Everybody is an idiot about most things. As an expert in a domain, your job is to help non-experts be less of an idiot when making decisions that depend on things you know better than them. You won’t get very far with a stonewalling attitude of “well, the manager was an idiot.” You need to establish trust and a working relationship where you both listen to each other.
Making my boss less of an idiot is something outside of my control. I can tell them "don't do this" over and over again. If they do it anyway, how is that my fault?
In an ideal world, sure. But I live in the real world, where there are lots of managers that are just plain shitty, and no amount of explanation will change their mind. It just does not work at all.

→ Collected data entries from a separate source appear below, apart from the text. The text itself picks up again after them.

PR #41, opened 2019-04-25
PMM-3923 Add test stubs and more fixes.

DexterHD:
…pmm-agent/pull/37.


agents/builtin/mongodb/internal/profiler/aggregator/aggregator.go
```diff
@@ -31,7 +31,7 @@ import (
 	"github.com/percona/pmm-agent/agents/builtin/mongodb/internal/status"
 )
 
-const (
+var (
 	DefaultInterval  = time.Duration(60 * time.Second)
 	ReportChanBuffer = 1000
```
AlekSi: Let's make it unexpected const.

agents/builtin/mongodb/internal/profiler/profiler_test.go
```diff
@@ -15,3 +15,81 @@
...
+	"github.com/stretchr/testify/assert"
+	"gopkg.in/mgo.v2/bson"
+
+	"github.com/percona/pmm-agent/agents/builtin/mongodb/internal/profiler/aggregator"
+	"github.com/percona/pmm-agent/agents/builtin/mongodb/internal/report"
+	"github.com/percona/pmm-agent/agents/builtin/mongodb/internal/test/profiling"
+)
+
+func TestProfiler(t *testing.T) {
+	aggregator.DefaultInterval = time.Duration(5 * time.Second)
```
AlekSi: Let's restore previous value in `defer`.

agents/builtin/mongodb/internal/profiler/profiler_test.go
```diff
@@ -15,3 +15,81 @@
...
+	url := "mongodb://pmm-agent:root-password@127.0.0.1:27017"
+	p := profiling.New(url)
+
+	logrus.SetLevel(logrus.DebugLevel)
```
AlekSi: Let's either comment this out, or restore previous value in `defer`.

agents/builtin/mongodb/internal/profiler/profiler_test.go
```diff
@@ -15,3 +15,81 @@
...
+	dialInfo, err := pmgo.ParseURL(url)
+	fatalOnErr(t, err)
```
AlekSi: Import `"github.com/stretchr/testify/require"`, use `require.NoError(t, err)`.

agents/builtin/mongodb/internal/profiler/profiler_test.go
AlekSi: Can we also reduce that value to 2s? 1s?

agents/builtin/mongodb/internal/profiler/profiler_test.go
```diff
@@ -15,3 +15,81 @@
...
+
+	assert.Equal(tw.t, "INSERT peoples", actual.Buckets[0].Fingerprint)
+	assert.Equal(tw.t, "test", actual.Buckets[0].DDatabase)
+	assert.Equal(tw.t, "peoples", actual.Buckets[0].DSchema)
+	assert.Equal(tw.t, "test-id", actual.Buckets[0].AgentId)
+	assert.Equal(tw.t, qanpb.MetricsSource_MONGODB_PROFILER, actual.Buckets[0].MetricsSource)
+	assert.Equal(tw.t, 1, actual.Buckets[0].NumQueries)
+	assert.Equal(tw.t, 60, actual.Buckets[0].MResponseLengthSum)
+	assert.Equal(tw.t, 60, actual.Buckets[0].MResponseLengthMin)
+	assert.Equal(tw.t, 60, actual.Buckets[0].MResponseLengthMax)
```
AlekSi: Can we compare whole structs?

agents/builtin/mongodb/internal/profiler/profiler_test.go
```diff
@@ -15,3 +15,81 @@
...
+	err = p.Disable("test")
+	fatalOnErr(t, err)
+}
+
+type testWriter struct {
+	t *testing.T
+}
+
+func (tw *testWriter) Write(actual *report.Report) error {
+	assert.NotNil(tw.t, actual)
```
AlekSi: That should be `require.NotNil`, otherwise `actual.Buckets` below will panic.
There are other similar places where `require` should used.

agents/builtin/mongodb/internal/profiler/profiler_test.go
```diff
@@ -15,3 +15,81 @@
...
+	assert.Equal(tw.t, 60, actual.Buckets[0].MResponseLengthMin)
+	assert.Equal(tw.t, 60, actual.Buckets[0].MResponseLengthMax)
+	return nil
+}
+
+func fatalOnErr(t *testing.T, err error) {
+	if err != nil {
+		t.Fatal(err)
+	}
+}
```
AlekSi: Remove it.

agents/builtin/mongodb/internal/profiler/sender/senter_test.go
```diff
@@ -15,3 +15,44 @@
...
+		EndTs:   time.Now().Add(time.Second * 10),
+		Buckets: []*qanpb.MetricsBucket{{Queryid: "test"}},
+	}
+
+	repChan := make(chan *report.Report)
+	tw := &testWriter{t: t, expectedReport: expected}
+	snd := New(repChan, tw, logrus.WithField("component", "test-sender"))
+	err := snd.Start()
+	if err != nil {
+		t.Fatal(err)
```
AlekSi: require

agents/builtin/mongodb/internal/test/profiling/profiling.go
```diff
@@ -0,0 +1,185 @@
...
+	})
+}
+
+func (p *Profiling) DropAll() error {
+	return p.RunDB(func(session pmgo.SessionManager, dbname string) error {
+		return p.Drop(dbname)
+	})
+}
+
+func (p *Profiling) ResetAll() error {
```
AlekSi: Let's unexport or remove all methods we don't use (all expect Start and Stop?).

agents/builtin/mongodb/internal/profiler/aggregator/aggregator.go
DexterHD: Don't understand. :/ What does it means `unexpected const`?

AlekSi: Broken autocomplete. un-exported

agents/builtin/mongodb/internal/test/profiling/profiling.go
DexterHD: There are no `Start/Stop` methods. It's Profiler helper to enable and/or disable MongoDB profiler in tests.

agents/builtin/mongodb/internal/profiler/aggregator/aggregator.go
DexterHD: Whatever, I don't understand what exactly the problem is? Is it about some IDE or editor problem? I don't see any problems here. `go test` works fine. It compiles and runs. What should I do here?

AlekSi: It is about the exported package API. We should export only what is used.

```go
const reportChanBuffer = 1000
```

agents/builtin/mongodb/internal/test/profiling/profiling.go
AlekSi: Is it used anywhere?

DexterHD: I don't understand why should we remove public APIs if we don't use them. It doesn't make any sense for me. Let fork all third-party libraries we use and remove all methods we don't use from it, why not? 

Why should I drop it? Tomorrow If I would like to add some tests I need to add it one more time? No thanks. I won't do it.

AlekSi: Then un-export them if you think they will be useful later.

DexterHD: Why? Let's fork all libs we are using and un-export all public methods we don't use. What is the problem with that?

AlekSi: There is a problem in your argument – reductio ad absurdum. The code in this repository (outside of `vendor/`) is not a third-party code. This is also not a library package. It should not expose more than necessary. Those methods are not used. I would argue we should remove them, but if you think they could be useful later – fine, let's keep them, but not export them.

And I don't think this discussion worth the time we spend on it. Please un-export those methods.

DexterHD: The problem is, your arguments it's only your wishes they have no sense or value in the context of this task or review. The reason you ask about it is only that you can, not because this code doesn't work or doing something wrong. 

Also, I think it worth the time as at this point we have only one code review criteria: "You should like this changes". 

I disagree with that code review approach so I will challenge it. 

I don't understand why you get to the bottom of every unnecessary detail when we have more big problems in design and architecture. For the real problems, you always say `We can fix it later...`. But for this stupid thing you always rejecting the review.

```
This is also not a library package. It should not expose more than necessary.
```
All packages expose some public API and the caller depends on a package, not vice versa.
Which will be public is the decision of package creator, not package user.

```
fine, let's keep them, but not export them.
```
It also doesn't make any sense for me to do some methods private only because the caller doesn't use it. Where is it came from? I never have heard about that approach. It's insane.

DexterHD: Also as long as we have something in a repository like this: https://github.com/percona/pmm-managed/blob/PMM-2.0/services/mysql/mysql.go IMHO you have no rights to speak about something we should remove or unexport.

agents/builtin/mongodb/internal/profiler/profiler_test.go
```diff
@@ -15,3 +15,74 @@
...
+
+	"github.com/percona/pmm-agent/agents/builtin/mongodb/internal/profiler/aggregator"
+	"github.com/percona/pmm-agent/agents/builtin/mongodb/internal/report"
+)
+
+func TestProfiler(t *testing.T) {
+	defer func() {
+		aggregator.DefaultInterval = time.Duration(time.Minute)
+	}()
+	aggregator.DefaultInterval = time.Duration(time.Second)
```
AlekSi: It is better to do something like:
```go
defaultInterval := aggregator.DefaultInterval
aggregator.DefaultInterval = time.Duration(time.Second)
defer func() { aggregator.DefaultInterval = defaultInterval }
```

That way we restore the previous value, not the value specified in the other package which should be synced on change.

agents/builtin/mongodb/internal/profiler/profiler_test.go
```diff
@@ -15,3 +15,74 @@
...
+	err = sess.DB("test").DropDatabase()
+	require.NoError(t, err)
+
+	ms := &testWriter{t: t}
+	prof := New(dialInfo, dialer, logrus.WithField("component", "profiler-test"), ms, "test-id")
+	err = prof.Start()
+	require.NoError(t, err)
+
+	err = sess.DB("test").C("peoples").Insert(bson.M{"name": "Anton"}, bson.M{"name": "Alexey"})
+	require.NoError(t, err)
```
AlekSi: That one better be be `assert`, otherwise we call `prof.Start()`, but do not call `prof.Stop()` if there is insertion error.

agents/builtin/mongodb/internal/profiler/profiler_test.go
```diff
@@ -15,3 +15,74 @@
...
+type testWriter struct {
+	t *testing.T
+}
+
+func (tw *testWriter) Write(actual *report.Report) error {
+	require.NotNil(tw.t, actual)
+	assert.Equal(tw.t, 1, len(actual.Buckets))
+
+	expected := &qanpb.MetricsBucket{
+		Fingerprint:        "INSERT peoples",
```
AlekSi: It really generates SQL-like fingerprints? wow

DexterHD: Yep. Also, I found some docs about this. https://confluence.percona.com/display/~kamil.dziedzic/MongoDB+Profiler+for+PMM+and+PT#MongoDBProfilerforPMMandPT-Fingerprint

agents/builtin/mongodb/internal/profiler/profiler_test.go
DexterHD: Fixed. In the old code, it was a part of the configuration in constructors and it was more clear. But then I have removed not used parameters and only 2 of them remained. So I move it to package level constant and then in package level variable to have a possibility to change in in tests.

Blaming the developer is not a reasonable thing to do in that situation.
Unless you're paying top dollar for contractors, what you describe is way beyond the job duty of typical contractors brought in by non-technical founders who have no idea what they're doing. Even technical founders with a lot of experience make this same mistake. If you're not paying seriously high money, you might think that this is something you're paying for, but it's not. Someone at an overseas sweatshop isn't going to push back on a request for a prototype. It's not part of their job and it sure as hell is not in their own interest. People get what they pay for and most of the time, people who hire contractors without proper oversight are just burning money and have no idea what they even want to pay for, let alone what they've actually bought. Intelligence cannot be contracted for by stupid people.
Always write quality code or when bugs occur or new feature requests come up, they will call you. If you wrote something awful now you have to support it.
But you cannot blame the developer. Many app are prototypes to get them over a certain point to get funding. What happens is the technical debt is never paid and you are forced to scale the prototype while adding new features.
At first, the goal is “build a prototype,” then it’s “make this an MVP,” and then finally “what’s left to get this to production?”
I don’t blame founders for this; I blame the programmers, especially if they’re consultants. This is a symptom of failure to manage expectations of stakeholders.
As a developer, your job is to show the stakeholders what the tradeoffs of different decisions are, both in terms of immediate time to results, and technical debt. If you hear “make a prototype,” you better ask for a projected lifetime of the prototype, and discuss with the stakeholders the tradeoffs of quickly building a prototype, making sure they understand it could mean more work later to productionize it, in exchange for less work up front.
Also as a developer, you should realize that nothing is ever a prototype. Don’t use “it’s a prototype” as an excuse for writing unmaintanable and insecure code, because eventually someone is going to want to add some features to it. Good luck telling the stakeholders after three months of building a prototype that you need to start from scratch because the code is awful. This is especially difficult if the prototype looks like a fully functioning product (with minimal features) to the stakeholders, but you as a developer know that under the hood it’s completelty unmaintainable.
It’s better to take the time up front to put in place whatever you need to write quality code, than it is to take shortcuts and write bad code. A good developer will be able to explain this to a stakeholder, instead of caving under pressure to rush a prototype.